(Saved data entries)
PR #42, opened 2020-04-21
Add update module status, allow disabling of updates

ppacher:


updates/config.go
```diff
@@ -32,31 +35,65 @@ func registerConfig() error {
...
+		changed = true
+		forceUpdate = !updatesCurrentlyDisabled
+	}
+
 	if changed {
 		registry.SelectVersions()
 		module.TriggerEvent(VersionUpdateEvent, nil)
+
+		if forceUpdate {
+			module.Resolve(updateFailed)
```
dhaavi, line 90: Unnecessary resolve, as module errors are always replaced.

updates/config.go
```diff
@@ -32,31 +35,65 @@ func registerConfig() error {
...
+			TriggerUpdate()
```
dhaavi, line 91: lint error?

updates/main.go
```diff
@@ -156,14 +199,33 @@ func DisableUpdateSchedule() error {
...
+		return nil
+	}
+	defer log.Debugf("updates: finished checking for updates")
+
+	module.Hint(updateInProgress, updateInProcessDescr)
+
+	defer func() {
+		if err == nil {
+			module.Resolve(updateInProgress)
+			module.Resolve(updateFailed)
```
dhaavi, line 214: Unnecessary resolve, as module errors are always replaced.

• DIRECTIONS
Retype each entry exactly.

• REPLY
PR #42, opened 2020-04-21
Add update module status, allow disabling of updates

ppacher:


updates/config.go
```diff
@@ -32,31 +35,65 @@ func registerConfig() error {
...
+		changed = true
+		forceUpdate = !updatesCurrentlyDisabled
+	}
+
 	if changed {
 		registry.SelectVersions()
 		module.TriggerEvent(VersionUpdateEvent, nil)
+
+		if forceUpdate {
+			module.Resolve(updateFailed)
```
dhaavi, line 90: Unnecessary resolve, as module errors are always replaced.

updates/config.go
```diff
@@ -32,31 +35,65 @@ func registerConfig() error {
...
+			TriggerUpdate()
```
dhaavi, line 91: lint error?

updates/main.go
```diff
@@ -156,14 +199,33 @@ func DisableUpdateSchedule() error {
...
+		return nil
+	}
+	defer log.Debugf("updates: finished checking for updates")
+
+	module.Hint(updateInProgress, updateInProcessDescr)
+
+	defer func() {
+		if err == nil {
+			module.Resolve(updateInProgress)
+			module.Resolve(updateFailed)
```
dhaavi, line 214: Unnecessary resolve, as module errors are always replaced.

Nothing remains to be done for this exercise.